# Form mit Doc datei verlinken & Addition Code



## hausmeister079 (7. Juli 2008)

Guten Tag zusammen,

hoffe das mir jemand weiterhelfen kann mit meinem folgendem Problem.

ich weiss nicht genau wie ich einen code schreiben kann, der folgendes abfragt:
Ich habe auf meiner Festplatte C:\Test.doc eine doc datei gespeichert. diese Datei hat keinen Inhalt, da sie nur dazu dient, wenn ich mein Programm aufrufen will, das das Programm praktisch diese Datei checkt ob sie in dem Verzeichnis ist oder nicht. Wenn sie in dem verzeichnis ist, oeffnet sich das programm. Wenn die Test.doc datei hingegen nicht in dem verzeichnis ist, oeffnet sich auch nicht das Programm. 

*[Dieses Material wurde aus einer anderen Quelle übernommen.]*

PR #504, opened 2026-07-30
Deploy-readiness: Render Postgres URL parsing, health-check 403 fix, server hardening (448 tests green)

StingD85:
**Deploy-readiness for Planscape Server on Render.** 19 commits: the two fixes without which a first Render deploy fails silently, a batch of server security/correctness fixes surfaced while making the code actually run against real Postgres, and a test suite brought to green (448 passing, 0 skips, real-PostgreSQL harness).

## The two deploy-blocking fixes

- **`23c15c37c` — Postgres provider-URL parsing + pool caps.** Render (like Heroku/Fly/Railway/Neon) injects the connection string as `postgresql://user:pass@host/db`. Npgsql 8 only accepts the `Host=…;Port=…` keyword form, so **the API could not connect to Render Postgres at all** without this. Also caps pools (Npgsql defaults to 100/process; Render starter Postgres tops out ~97) — api 20+10, worker 15+15.
- **`b341d2acc` — health check pointed at an endpoint that 403s in production.** `render.yaml` had `healthCheckPath: /health`, the full diagnostic, which S11 hardening gates behind a private-network caller + `X-Health-Token`. Render's prober can send neither, so every probe → 403 → Render marks a healthy service unhealthy → **deploy never goes live.** Repointed to `/health/live` (AllowAnonymous, `{status:"alive"}`).

## Server correctness/security (found while making it run for real)

- `d39e065cc` — stop remapping JWT claims; **25 role checks were dead**
- `0d9a525ab` — three anonymous endpoints (incl. signup) blocked by the tenant filter → duplicate-email registration and licence activation unblocked
- `d9532fc6a` / `003821c27` / `838d44360` / `b6b9f6ce7` — tenant-context wiring: fast-path answered before the tenant check; keyword overrides unreachable; unset Plan 402'd every write
- `c7a414b60` — admin project-visibility bypass never fired
- `a1f9ab55b` — JSON cycles 500'd responses
- `e951a3b02` — rate limiter ran before auth (degraded to per-IP); `457c82e2c` — rate-limit licence activation
- `1129ac29b` — planscape-web access-token screen, so a subscriber never needs curl
- `9afce5834` — corrected Render tier guidance + cost (~$54/mo all-starter across 7 services, not the retired £12/2-service figure)

## Diff shape

233 files, +5,356 / −19,322 — the large deletion count is mostly test-fixture and generated-artefact cleanup; the substantive change is concentrated in `Planscape.Server/`.

## Do not merge blind

This is the hard prerequisite for the Render deploy, but it is 19 commits of server change. Verify `dotnet build Planscape.sln -c Release` is clean and the test suite runs green before merging. Once merged, `render.yaml` on `main` is deploy-correct.


StingD85:
## Branch updated from `main` + re-verified (deploy-readiness gate)

The branch was **139 commits behind `main`**, which is why the diff appeared to remove ~19k lines — a stale-merge-base artifact, not an actual revert. Merged `origin/main` in; **no conflicts**.

Post-merge state: **0 behind / 19 ahead**, diff vs main **+2,487 / −141 across 38 files**, all server/deploy-scoped. No other session's work is reverted.

### Verification (run on Windows + .NET 8, this machine)

| Check | Result |
|---|---|
| `git merge origin/main` | clean, 0 conflicts |
| `dotnet build Planscape.sln -c Release` | **0 errors**, 13 pre-existing warnings (NU1603 / CS0618 / xUnit2009) |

Ich habe es mit doclocation versucht, aber irgendwie ging das nicht.

Jemand einen Tip?

Dazu mein zweites Problem:
Ich habe mehrere Labels und jedes einzelne Label hat einen Wert. Die labels sind mit checkboxen verlinkt, wenn ich auf check1 klicke sehe ich den wert label1 ....
Mein problem ist, dass wenn ich die ausgewaehlten Labels addieren will, das Programm alle label addiert, auch die, die nicht sichtbar sind. Wie kann ich ein code schreiben, sodass nur die sichtbaren labels addiert werden?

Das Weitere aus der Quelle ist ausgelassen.